Power

Texas Supreme Court Curbs Minors’ Access to Abortion Care

New rules issued by the Texas Supreme Court are designed to make it impossible for minors to access an abortion, advocates claim.

Texas Gov. Greg Abbott Gov Greg Abbott / YouTube

Minors needing an abortion in Texas without parental consent have a new web of rules to navigate in 2016.

The Texas Supreme Court issued the rules in late December to implement HB 3994, the state’s newly passed judicial bypass law that governs the process for abused and neglected minors to obtain court approval to consent to an abortion.

The rules took effect January 1, imposing extensive restrictions for those minors seeking a judicial bypass for an abortion. Advocates claim such restrictions are unconstitutional.

“Judicial bypass protects vulnerable pregnant teens who cannot find or safely turn to a parent,” Tina Hester, executive director of Jane’s Due Process, a nonprofit advocacy organization serving minors in need of reproductive health care, said in a statement following the release of the rules. “But the legislature and Governor Abbott decided to go after abused and neglected pregnant teens by amending this law.”

One of the most significant changes made to the judicial bypass process by HB 3994 is to remove the enforcement deadlines for the judge to rule on a minor’s request for an abortion. Advocates claim this provision effectively allows a judge to stall out a minor until they can no longer obtain a legal abortion.

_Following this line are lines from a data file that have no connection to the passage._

PR #8695, opened 2024-11-26
Add error logging to Webauthn JS controller

sampoder:
Impossible to debug production-only bugs without this.


app/javascript/controllers/webauthn_auth_controller.js
```diff
@@ -86,6 +86,9 @@ export default class extends Controller {
         this.continueButtonTarget.value = 'Continue'
 
         this.errorTarget.classList.remove('display-none')
+
+        console.error(e)
+        airbrake?.notify(err)
```
sampoder:
```suggestion
        airbrake?.notify(e)
```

“When a minor cannot even get a hearing or a court ruling in time, the state is then making her decision for her,” Susan Hays, legal counsel and a founding mother of Jane’s Due Process, said in a statement. “Such abuse of state power amounts to an ‘absolute veto’ of her decision and is under U.S. Supreme Court precedent unconstitutional.”

Hays was one of a number of legal experts who served on a specially convened judicial bypass rules subcommittee to advise the Texas Supreme Court as it considered the judicial bypass rules. That advisory committee recommended rules Hays said would minimize constitutional violations.

“The rules advisory committee offered suggestions to make the new law, House Bill 3994, more useful for both the courts and the clients, and less unconstitutional,” Hays said.

The Texas Supreme Court rejected the advice of the advisory committee and instead issued final rules governing the judicial bypass process that advocates claim are even more restrictive than those considered by legislators when they passed HB 3994.

The U.S. Supreme Court ruled in the late 1970s that to be constitutional, a judicial bypass process must be anonymous, expeditious, and provide an effective opportunity for a minor to obtain an abortion. The new Texas requirements violate these requirements in a number of ways, advocates claim.

First, HB 3994 extends the time for a judge to rule on a minor’s request for a judicial bypass from two business days to five and declares a case denied if the judge does not rule within those five days. Advocates contend this requirement could have the harmful effect of pushing a minor into a more expensive procedure or past the legal limit for abortion, especially considering long clinic wait times since the passage of HB 2, Texas’ clinic-closure law.

The law requires minors to provide the judge considering the bypass their name, home address, and phone number, therefore erasing patient anonymity and confidentiality. HB 3994 also requires most minors to file their request for a bypass in their home county if its population is more than 10,000, including in cases of rape.

“How heartless for the law to have no exception for a rape survivor fearful of seeing her rapist at the courthouse,” Hays said.

Minors often pursue a judicial bypass for an abortion when parents are abusive, missing, deported, incarcerated, deceased, or drug dependent, according to advocates.

Advocates claim that many Texas courthouses are unwilling to assist minors in applying for bypass. A 2015 Jane’s Due Process survey of more than 80 Texas counties found that 81 percent of counties did not have immediate knowledge of the judicial bypass process and 37 percent of the counties denied entirely a teenager’s ability to file for a bypass.

The refusal rate was 58 percent in counties with fewer than 50,000 people.

Supporters of the law said the new requirements closed “loopholes” in the judicial bypass process that allowed minors to manipulate the courts into granting abortions without their parents’ consent. “We are pleased with the Supreme Court’s strong rules regarding the judicial bypass process for abortions on minor girls,” Joe Pojman, executive director of Texas Alliance for Life, said in a statement. “These bring to fruition a 10-year effort by Texas Alliance for Life and a coalition of pro-life organizations to protect minor girls in Texas from abortion.”

Reproductive rights advocates have not yet challenged the requirements in court. If they do, it would mark yet another court fight over abortion rights in Texas. The U.S. Supreme Court in March will hear arguments on the constitutionality of portions of another Texas anti-abortion law, HB 2, which, if allowed to stand, will close more than 75 percent of the abortion clinics in the state.